Task to carry out: Every line containing the word "rtos" must be pulled from the records.

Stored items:
....

PR #80, opened 2025-04-04
Add support for board native_sim/native/64

d3zd3z:
This allows the native_sim/native/64 target to build on both x86_64 and aarch64 Linux.

Currently 32-bit native_sim is not supported, as upstream rust does not build std/core/alloc for the unknown-none variants of these targets.

This adds the "zephyr,sim-flash" device so that the generated DT will compile.

Based on a contribution by:

    Author: Evan Perry Grove <evan@4grove.com>
    Date:   Wed Jan 29 13:00:29 2025 -0600


d3zd3z:
@ryukoposting I've migrated your native sim patch to this module, where Rust on Zephyr is being developed.

cfriedt (approved):

teburd (approved):

PR #81, opened 2025-04-09
zephyr: Replace critical-section implementation

d3zd3z:
There is a fairly fundamental incompatibility between Zephyr spin locks and the Critical Section specification.  Zephyr spin locks do not allow nesting from within a single spin lock.  The critical section API only has an `acquire` and `release` entry, and provides no way (such as a stack frame) to have a unique context for different invocation places.

Unfortunately, this means we cannot use spin locks for critical sections.

Instead, this change implements critical sections using irq locking. The implementation of these macros on Zephyr does try to make them SMP safe, with a simple atomic lock, but there is still something preventing the riscv SMP from working.

Also, these entries cannot be called from user mode.  There are various other reasons we don't support usermode, so at this time, just have a compile time assertion that usermode is not enabled in the build.  If it is needed, we will have to come up with another way to implement this.

### DIFF
--- a/zephyr-sys/build.rs
+++ b/zephyr-sys/build.rs
@@ -77,6 +77,7 @@ fn main() -> Result<()> {
         .allowlist_function("k_.*")
         .allowlist_function("gpio_.*")
         .allowlist_function("flash_.*")
+        .allowlist_function("zr_.*")
         .allowlist_item("GPIO_.*")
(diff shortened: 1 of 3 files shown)


cfriedt (approved):

teburd (approved):
Lgtm

PR #87, opened 2025-04-11
Backport work queue builder

bjarki-andreasen:
Backport work queue builder, see https://github.com/zephyrproject-rtos/zephyr-lang-rust/pull/86

### DIFF
--- a/ci-manifest.yml
+++ b/ci-manifest.yml
@@ -12,7 +12,7 @@ manifest:
   projects:
     - name: zephyr
       remote: zephyrproject-rtos
-      revision: main
+      revision: pull/88345/head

....

Answer section:
Backport work queue builder, see https://github.com/zephyrproject-rtos/zephyr-lang-rust/pull/86
       remote: zephyrproject-rtos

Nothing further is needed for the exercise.